Section "ServerFlags"

   Option "AutoAddDevices" "on"

   Option "AutoEnableDevices" "on"

   Option "AllowEmptyInput" "on" 

EndSection

Section "Files"

   #RgbPath      "/usr/share/X11/rgb"

   ModulePath   "/usr/lib/xorg/modules"

   FontPath    "/usr/share/fonts/misc:unscaled"

#   FontPath    "/usr/share/fonts/Type1"

   FontPath    "/usr/share/fonts/TTF"

   FontPath    "/usr/share/fonts/corefonts"

   FontPath    "/usr/share/fonts/freefont"
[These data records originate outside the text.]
PR #690, opened 2025-04-09
Improving VoiceOver on the Avatars grid.

### LINKED ISSUE #674: Accessibility: Avatar selection
With VoiceOver turned on:

When selecting an avatar, screen reader will only read "image".

Expected:

When selecting an avatar, screen reader should read something like:
"Avatar image, - alt description -, button. Tap to select. 
"Selected, Avatar image. - Alt description - "

- When changing the label after selecting the image, VoiceOver should read it again, now with the "selected" word added to it. If this doesn't occur. There should be an implementation to make this happen.

https://github.com/user-attachments/assets/1c8a85e8-7e37-4df8-9f53-0aff2226626f

etoledom:
Closes #674

### Description

This PR improves VoiceOver on the Avatar grid. When the avatar is selected by VoiceOver, it will read the alt text, and say if it's the selected image. It will also read the toast if an error occurs.

https://github.com/user-attachments/assets/0bc87761-5a9e-4584-8032-50a9385e8830

### Testing Steps

- Run the demo app
- Display the Quick Editor
- Enable Voice Over
- Navigate around the avatars grid.
- Check that:
  - Selecting an avatar with screen reader will read the alt text.
  - Selecting with screen reader a selected avatar, will read "selected" first.
  - The options button will read "Avatar Options".
  - Double tapping to run the action on a non-selected avatar will make it selected, and Voice Over will read "selected".
  - Selecting an avatar without connectivity, Voice Over will read the toast's error text.


pinarol:
The rest works as described but I couldn't manage to observe this:

> Selecting an avatar without connectivity, Voice Over will read the toast's error text.

https://github.com/user-attachments/assets/8b1f589c-4761-4ab3-ae3b-0cd5dae2b636

etoledom:
> The rest works as described but I couldn't manage to observe this:
> 
> > Selecting an avatar without connectivity, Voice Over will read the toast's error text.
> 

@pinarol - This is the no-connection error, right? 
Though it shouldn't influence the kind of error.

I've been trying it out and I can't reproduce the problem:


https://github.com/user-attachments/assets/a2eee65d-73a4-4f6b-9aa2-df656d35a8a7

pinarol:
Yes that's the connection error. Maybe it's about the length of the `alt text`, and by the time it finishes reading the alt text, the error message starts to disappear so it doesn't read it? To repro the issue, it can be helpful to try with a longer `alt text` (mine was `Pınar's avatar` and it fails to read it quickly in English because of the letter "ı" I think).

I did a quick search and it seems like `UIAccessibility.post(notification: .announcement, argument: <the error message >)` is a better way to read out toast messages due to their disappearing nature? WDYT?

```
class ToastManager: ObservableObject {
    @Published var toasts: [ToastItem] = []

    func showToast(_ message: String, type: ToastType = .info, stackingBehavior: ToastStackingBehavior = .avoidStackingWithSameMessage) {
        UIAccessibility.post(notification: .announcement, argument: message) // <<<<<< announce here
        let toast = ToastItem(message: message, type: type, stackingBehavior: stackingBehavior)
        dismissExistingIfNeeded(upcomingToast: toast)
        toasts.append(toast)
        DispatchQueue.main.asyncAfter(deadline: .now() + calculateToastDuration(for: message)) {
            self.removeToast(toast.id)
        }
    }

```

etoledom:
> Maybe it's about the length of the alt text

I did try with many different alt text lengths, and it all worked out good for me. The alt text reading is interrupted by the focus change.

> I did a quick search and it seems like UIAccessibility.post(notification: .announcement, argument: <the error message >) is a better way to read out toast messages due to their disappearing nature? WDYT?

This indeed looks like a much better fit, as it also won't move the focus from the avatar after a toast error.

I've implemented this on a new commit.
@pinarol - Please check if this also solve the problem you are experiencing 🙏

pinarol:
> @pinarol - Please check if this also solve the problem you are experiencing 🙏

Yes it does solve. 🎉 
Why don't we enable it for all toast types though? I think this is useful for any kind of toast.

etoledom:
> Why don't we enable it for all toast types though? 

When it was changing focus, it was way too distracting to do so after every avatar selection.
Now testing this with the post notification, it feels much more natural, so I agree on let voice over read all toast messages 👍 

Updated sent @pinarol

pinarol (approved):
Looks and works great 🎉 🚢

PR #693, opened 2025-04-10
Propagate color scheme to QE sheet

### LINKED ISSUE #692: QE Color scheme preference doesn't propagate to the QuickEditor in SwiftUI
**Describe the bug**

Demo app > SwiftUI Demos > Profile editor with oauth
Set Color Scheme to Dark (or to whatever is **not** the system's color scheme)
Tap "Open Profile editor ..."
Result: The QE sheet opens in light mode

**Expected behavior**

Result: The QE sheet opens in dark mode

pinarol:
Closes #692

### Description

Seems like the preferredColorScheme doesn't propagate into the sheet. So we need to apply it to the View **inside** the sheet. We also need to pass it using `.environment(\.colorScheme, ...)` instead.

### Testing Steps

Follow the steps in #692

### DIFF
--- a/Demo/Demo/Gravatar-Demo/SwiftUI/DemoProfileEditorView.swift
+++ b/Demo/Demo/Gravatar-Demo/SwiftUI/DemoProfileEditorView.swift
@@ -49,7 +49,7 @@ struct DemoProfileEditorView: View {
                                 onDismiss: {
                                     updateHasSession(with: email)
                                 }
-                        )
+                            ).environment(\.colorScheme, ColorScheme(selectedScheme) ?? .light)
                     }
                     else {
                         view
@@ -64,6 +64,7 @@ struct DemoProfileEditorView: View {
                                     updateHasSession(with: email)
                                 }
                             )
+                            .environment(\.colorScheme, ColorScheme(selectedScheme) ?? .light)
                     }
                 }
 
@@ -85,7 +86,7 @@ struct DemoProfileEditorView: View {
             updateHasSession(with: newValue)
             requestProfile()
         }
-        .environment(\.colorScheme, ColorScheme(selectedScheme) ?? .light)
+        
     }
 
     func requestProfile() {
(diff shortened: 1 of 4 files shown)


etoledom (approved):
Looking good and works as described 🎉 

One thought. I would spect that by choosing a color scheme, just the QE would be affected and not the demo screen too. Something like in the UIKit demo:



From what I see, this is implementation detail by the demo app, and this behavior can also be achieved, right?

I think it shouldn't be necessary to set the parent environment to set the QE user interface style.

pinarol:
> One thought. I would spect that by choosing a color scheme, just the QE would be affected and not the demo screen too. Something like in the UIKit demo:

It's easy to achieve that in UIKit because we pass the interfaceStyle as an explicit parameter to `QuickEditorPresenter`. But in SwiftUI, we use the environment variable that's set in the parent level. So we would probably need to set constant colors to all the rest of the items one by one in the page, not sure if there's an easier way or worth the maintenance effort in the long run. 🤔

pinarol:
> I think it shouldn't be necessary to set the parent environment to set the QE user interface style.

We rely on the environment variable for the colorScheme from the beginning and the environment variable is set on the parent level. Alternatively we can pass the colorScheme via `gravatarQuickEditorSheet(...)` modifier but it means we need a new parameter there. WDYT? @etoledom

etoledom:
> We rely on the environment variable for the colorScheme from the beginning and the environment variable is set on the parent level. Alternatively we can pass the colorScheme via gravatarQuickEditorSheet(...) modifier but it means we need a new parameter there. WDYT? @etoledom

Uhm interesting. I'm not sure what's the best approach.

I did a small test, overriding the environment on the modifier which presents the sheet directly, instead than on the whole body.

CleanShot 2025-04-11 at 14 25 09@2x

This results on the same behavior than the UIKit editor. 
My concern was only to have the technical possibility of separating the color scheme shown on the sheet from the one set on the screen which presents the sheet.

Do you think this is good enough? It does make it for me :)

pinarol:
> I did a small test, overriding the environment on the modifier which presents the sheet directly, instead than on the whole body.

I swear I tried this before and it didn't work, but apparently I overlooked something and somehow failed to actually try. Oh yes if it works, that's quite good to me too.

pinarol:
This works well 🎉 Pushed the change.

PR #695, opened 2025-04-11
Custom image editor injection from UIKit QE presenter

### LINKED ISSUE #686: QE: Allow injecting custom ImageEditor via UIKit QuickEditorPresenter as well
At the moment we only allow injecting a custom ImageEditor via our SwiftUI modifiers `.gravatarQuickEditorSheet(...)`.

Let's allow it via QuickEditorPresenter as well.

etoledom:
Closes #686

### Description

This PR adds support to inject a custom image editor controller when using the UIKit Quick Editor presenter.

Ideally on the user side, everything is UIKit related, and they don't need to worry about bridging with SwiftUI, so I have implemented the bridge internally, using a `CustomImageEditorControllerRepresentable` internal class.

This new config parameter is optional, so it shouldn't introduce any breaking change.

A new option has been introduced in the UIKit Quick Editor demo screen, to use the default image editor, or a simple custom image editor, similar to the one used in the SwiftUI demo.

### Testing Steps

- Run the demo app
- Go to `Quick Editor` demo screen
- Switch to `Custom image editor` toggle
- Tap on `Show quick editor`
- Upload an image
  - Check that the dummy custom image editor appears instead of the default one.


Sources/GravatarUI/QuickEditor/QuickEditorViewController.swift
```diff
@@ -187,3 +211,39 @@ public struct QuickEditorPresenter {
         parent.present(quickEditor, animated: animated, completion: completion)
     }
 }
+
+@MainActor
+public protocol CustomImageEditorController: UIViewController {
+    var inputImage: UIImage { get }
+    var editingDidFinish: @Sendable (UIImage) -> Void { get }
+
+    init(
```
pinarol: I think we shouldn't have the `init(...)` inside the protocol. We don't care how they create their `UIViewController`, the important thing is that they give us the `inputImage` and `editingDidFinish` and the protocol conformance will ensure that.

Sources/GravatarUI/QuickEditor/QuickEditorViewController.swift
```diff
@@ -1,7 +1,11 @@
 import SwiftUI
 import UIKit
 
+public typealias CustomImageEditorControllerFactory = (UIImage, @escaping @Sendable (UIImage) -> Void) -> CustomImageEditorController
```
pinarol: The `Factory` suffix brings to mind the `Factory Pattern` from `OOP`. Would it make sense to use a different name, like `CustomImageEditorControllerProvider` instead?

pinarol (commented):
Looks good, just small comments. Thanks.

Sources/GravatarUI/QuickEditor/QuickEditorViewController.swift
etoledom: 💯

Sources/GravatarUI/QuickEditor/QuickEditorViewController.swift
etoledom: Right, that's much better 👍 
Thank you!

pinarol (approved):
LGTM 🎉

PR #698, opened 2025-04-15
Show connectivity/session errors when selecting an avatar

### LINKED ISSUE #696: Show URLSession's error message when avatar selection fails due to lack of internet connection
We show the URLSession's localized error message when the upload fails due to lack of connectivity, let's do the same for avatar selection.

pinarol:
Closes #696 

### Description

I noticed that we always show a generic error message if avatar selection fails. I think more context is better. I suggest showing the localized error message from the `URLSession` which gives us connectivity related messages as well.

### Testing Steps

Open Quick Editor
Disconnect from the internet
Try selecting a different avatar
You should see a connectivity related error in the toast


etoledom (approved):
Working as described 🎉 

It also recognised "Connection time out" and "Couldn't connect to the server" errors.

   FontPath    "/usr/share/fonts/sharefonts"

   FontPath    "/usr/share/fonts/terminus"

   FontPath    "/usr/share/fonts/ttf-bitstream-vera"

   FontPath    "/usr/share/fonts/unifont"

   FontPath    "/usr/share/fonts/75dpi:unscaled"

   FontPath    "/usr/share/fonts/100dpi:unscaled"

   FontPath    "/usr/share/fonts/artwiz"

   FontPath     "/usr/share/fonts/misc/"

   FontPath     "/usr/share/fonts/TTF/"

   FontPath     "/usr/share/fonts/OTF"

   FontPath     "/usr/share/fonts/Type1/"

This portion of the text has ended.